Directions
Lines from the start of the data through the line containing "N individual reads." must be given again exactly. Leave the others out.

Data for analysis
PR #6227, opened 2026-02-19
feat(l1): bal batched read and parallel state root calculation

edg-l:
**Motivation**

Two performance optimizations for the BAL (Block Access List) pipeline introduced in Amsterdam BAL (EIP-7928):

1. **BAL-based batched state reads for block prewarming** — instead of reading state entries individually before block execution, batch all reads from the BAL into a single RocksDB operation. This reduces overhead per entry and improves cache locality.
2. **Parallel state root calculation via BAL** — use the BAL's known write set to begin merkle trie updates concurrently with EVM execution, overlapping what was previously a sequential post-execution step.

**Description**

- `batched state reads`: on `fcU` with payload attributes, the warmer thread now issues a single batched read for all BAL entries rather than N individual reads.
- `parallel state root`: spawns a worker thread during execution that begins computing the state root over the BAL write set concurrently. After execution completes, only the remaining diff needs to be flushed.

**Benchmark**

The Kurtosis network setup and comparison script used to produce these results live in the [`bal-optimizations-kurtosis`](https://github.com/lambdaclass/ethrex/tree/bal-optimizations-kurtosis) branch. See `fixtures/networks/bal-benchmark.yaml` for the network config and `scripts/benchmark_compare.py` for the metrics collection script.

A local Kurtosis network was run with two ethrex nodes side by side — one built from `main` and one from this branch (`bal-opt`) — both connected to the same Lighthouse consensus clients on the `bal-devnet-2` devnet spec (Fulu at genesis, Gloas at epoch 1). The network used `spamoor` with `gasburnertx`, `evm-fuzz`, `uniswap-swaps`, and `eoatx` scenarios to generate sustained load (~60-115 txs/block).

**Important caveat:** both nodes ran on the same physical machine sharing CPU, memory, and disk I/O. This means results are not absolute performance numbers — they reflect relative behavior under identical resource contention. Any measured difference underestimates the real-world benefit since both nodes compete for the same resources.

Metrics were collected by tailing kurtosis service logs and parsing the `[METRIC] BLOCK` lines emitted by ethrex, comparing the same block numbers across both nodes.

**Results — Run 1** (260 blocks, Gloas-active)

| metric | `main` | `bal-opt` | diff | notes |
|---|---|---|---|---|
| gigagas/s | 1.078 | 1.097 | **+1.8%** | slight throughput gain |
| execution_ms | 19.3 ms | 18.8 ms | **−2.6%** | marginal exec speedup; warmer already finishes well ahead of exec so cache is warm either way |
| warmer_ms | 3.4 ms | 0.9 ms | **−73.5%** | core result: batched reads are ~4× faster to prewarm |
| warmer_early | +15.9 ms | +17.9 ms | **+12.6%** | bal-opt warmer finishes further ahead of exec start, leaving more slack |
| merkle_ms | ~0 ms | ~0 ms | flat | already zero-cost due to full concurrent overlap on both |
| merkle_overlap | ~58% | ~58% | flat | parallel state root equally effective on both branches |

**Results — Run 2** (440 loaded blocks, ~76 txs/block avg, Gloas-active)

| metric | `main` | `bal-opt` | diff | notes |
|---|---|---|---|---|
| gigagas/s | 1.719 | 1.727 | **+0.5%** | marginal throughput gain |
| execution_ms | 34.8 ms | 34.1 ms | **−2.0%** | ~0.7 ms faster execution |
| warmer_ms | 6.2 ms | 1.0 ms | **−83.9%** | batched reads ~6× faster to prewarm |
| warmer_early | +28.5 ms | +33.1 ms | **+16.1%** | warmer finishes 4.5 ms further ahead of exec |
| merkle_ms | ~0 ms | ~0.1 ms | flat | full concurrent overlap on both |
| merkle_overlap | 99.8% | 99.5% | flat | effectively 100% on both |

**Interpretation**

The warmer result is the clearest signal across both runs: batched reads consistently finish in ~1 ms vs ~3–6 ms on `main` — **74–84% faster prewarming**.

`warmer_early` measures how many milliseconds before block execution starts the prewarmer thread finishes. A positive value means the cache was fully warm by the time the EVM began; negative would mean the warmer was still running when execution started (cold-cache stalls). Both nodes finish comfortably ahead under these test loads, which explains why the execution time improvement is modest: with 16–33 ms of slack the EVM sees a fully warm cache either way. The practical significance of `warmer_early` improvement is in robustness under heavier load: as blocks get fuller or state working sets grow, the warmer races closer to execution start, and a 6× faster warmer means that margin erodes much more slowly before cache misses begin affecting execution latency.

The parallel state root (merkle_overlap ~100% on loaded blocks) is fully effective on both branches because `main` already had the parallel merkle pipeline from a prior PR. The `mrkl` time is effectively zero on loaded blocks for both nodes.

**Checklist**

Closes https://github.com/lambdaclass/ethrex/issues/6210
Closes https://github.com/lambdaclass/ethrex/issues/6211

### DIFF
--- a/crates/networking/rpc/rpc.rs
+++ b/crates/networking/rpc/rpc.rs
@@ -174,8 +174,6 @@ pub enum RpcRequestWrapper {
     Multiple(Vec<RpcRequest>),
 }
 
-/// Shared context passed to all RPC request handlers.
-///
 /// Channel message type for the block executor worker thread.
 type BlockWorkerMessage = (
     oneshot::Sender<Result<(), ChainError>>,


edg-l:
### Fixed

**Stage C: comment explaining why all 16 threads must run unconditionally** (Claude, Codex)
Unlike Stage B which skips empty bins, Stage C must run all 16 shard workers to contribute their subtree to the merged root. Added a comment to prevent future incorrect \"optimization\".

**Re-insert rationale comment expanded** (Claude)
Added explanation that `collect_changes_since_last_hash` depends on this insert to include the node in its diff — needed for both updates and removals.

**EIP-161 empty-account deletion comment** (Claude)
Added comment connecting the `AccountState::default()` comparison to EIP-161 semantics.

---

### ❌ Dismissed

**\"Memory safety issue\" — `storage_roots[idx]` panics (Kimi)**
`storage_roots` is a `Vec<Option<H256>>`. Accessing `storage_roots[idx]` yields an `Option<H256>`, not an unwrapped value. There is no panic path here.

**Duplicate storage slot prefetching in `all_storage_slots` (Codex, Claude)**
`storage_reads` and `storage_changes` in `AccountChanges` are **disjoint by construction**. The BAL builder's `build()` method explicitly promotes reads-that-become-writes out of `storage_reads` into `storage_changes`. A slot cannot appear in both fields. `all_storage_slots()` does not produce duplicates.

**V1-V4 passing `None` for BAL (Kimi)**
Intentional by spec. BAL (`NewPayloadV5`) is an Amsterdam/Gloas feature. `NewPayloadV1-V4` predate the BAL spec and must not pass one. Passing `None` at those call sites is correct behavior.

**Files not in this PR (Kimi, Claude)**
The Makefile additions (`build-benchmark-images`, `localnet-benchmark`, `stop-localnet-benchmark`), `scripts/benchmark_compare.py`, and `fixtures/networks/bal-benchmark.yaml` are **not part of this PR**. They live on the [`bal-optimizations-kurtosis`](https://github.com/lambdaclass/ethrex/tree/bal-optimizations-kurtosis) branch. The bot reviewers appear to have read additional files outside the diff.

**`gloas` is a typo for `glados` (Kimi)**
\"Gloas\" is the devnet codename — not a typo. \"Amsterdam\" is the fork name.

---

### ⏳ Deferred / Tracked

**BAL size validation before selecting the BAL merkleization path (Codex, Claude, Kimi)**
Acknowledged. There is already a `TODO` comment at `payload.rs`. BAL size cap (EIP-7928) is being implemented in `bal-devnet-3` ([PR #6216](https://github.com/lambdaclass/ethrex/pull/6216)) which includes `validate_block_access_list_size`. Gating the BAL path behind that validation will be done there.

**BAL vs non-BAL state root equivalence regression test (Codex)**
Valid suggestion. Deferred — the ef-tests and hive suites provide coverage but a targeted unit test would be a good addition.

**`NUM_WORKERS = 16` CPU-adaptive for Stage B (Kimi, Claude)**
Stage C must be exactly 16 (hex nibble shards). Stage B could use `available_parallelism()`. Deferred as a follow-up.

**`Ordering::Acquire` → `Ordering::Relaxed` on queue counter (Claude)**
Noted, low priority. The semantics are stronger than necessary but not incorrect.

**`BlockWorkerMessage` newtype (Kimi, Claude), `BalStateWorkItem` doc comment, `EMPTY_KECCACK_HASH` typo (Claude)**
All pre-existing or cosmetic. Deferred.

crates/vm/backends/levm/mod.rs
```diff
@@ -375,6 +376,50 @@ impl LEVM {
...
+        // This warms the CachingDatabase account cache and the TrieLayerCache
+        // with state trie nodes, so Phase 2 storage reads benefit from cached lookups.
+        accounts.par_iter().for_each(|ac| {
+            let _ = store.get_account_state(ac.address);
+        });
+
+        // Phase 2: Prefetch storage slots and contract code in parallel.
+        // Each account's storage reads + writes need their pre-state loaded.
+        // Also prefetch code for all accounts with non-empty code_hash.
+        accounts.par_iter().for_each(|ac| {
```
iovoid, line 420: I suspect it might be better to iterate across storages instead of accounts, since the distribution of slots read per storage is not uniform.

edg-l: you are right, fixed

crates/common/types/block_access_list.rs
```diff
@@ -332,6 +332,15 @@ impl AccountChanges {
         self.code_changes.push(change);
     }
 
+    /// Returns an iterator over all unique storage slots that need prefetching
```
ElFantasma: The doc says "unique" but the iterator chains `storage_reads` and `storage_changes` without deduplication. If the same slot is both read and written (common for DEX pools — read balance, write new balance), it'll be prefetched twice in `warm_block_from_bal`.

Under typical load this is masked by the cache (second fetch hits CachingDatabase), but for hot accounts with many overlapping slots it adds unnecessary `H256::from_uint` conversions + `get_storage_value` calls.

Either deduplicate (e.g. `FxHashSet` or sort+dedup) or drop "unique" from the doc to match the actual behavior.

crates/networking/rpc/engine/payload.rs
```diff
@@ -326,11 +329,13 @@ impl RpcHandler for NewPayloadV5Request {
             )));
         }
 
+        let bal = self.payload.block_access_list.clone();
```
ElFantasma, line 332: nit: Since `self` is consumed by the handler, you could avoid cloning the BAL with `std::mem::take(&mut self.payload.block_access_list)` — the field becomes `None` before `&self.payload` is borrowed, which is fine since the rest of `handle_new_payload_v4` doesn't use the BAL from the payload struct. Same applies to `expected_blob_versioned_hashes` two lines below.

crates/common/types/block_access_list.rs
edg-l: Fixed, dropped "unique" from the doc.

crates/networking/rpc/engine/payload.rs
edg-l: The `handle` trait method signature is `async fn handle(&self, context: RpcApiContext) -> Result<Value, RpcErr>` — it takes `&self`, not `self` or `&mut self`, so `std::mem::take` won't compile here. The `.clone()` is required.

crates/networking/rpc/rpc.rs
```diff
@@ -175,6 +176,13 @@ pub enum RpcRequestWrapper {
 
 /// Shared context passed to all RPC request handlers.
```
iovoid: This comment now documents the wrong type.

edg-l: fixed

The completed task
PR #6227, opened 2026-02-19
feat(l1): bal batched read and parallel state root calculation

edg-l:
**Motivation**

Two performance optimizations for the BAL (Block Access List) pipeline introduced in Amsterdam BAL (EIP-7928):

1. **BAL-based batched state reads for block prewarming** — instead of reading state entries individually before block execution, batch all reads from the BAL into a single RocksDB operation. This reduces overhead per entry and improves cache locality.
2. **Parallel state root calculation via BAL** — use the BAL's known write set to begin merkle trie updates concurrently with EVM execution, overlapping what was previously a sequential post-execution step.

**Description**

- `batched state reads`: on `fcU` with payload attributes, the warmer thread now issues a single batched read for all BAL entries rather than N individual reads.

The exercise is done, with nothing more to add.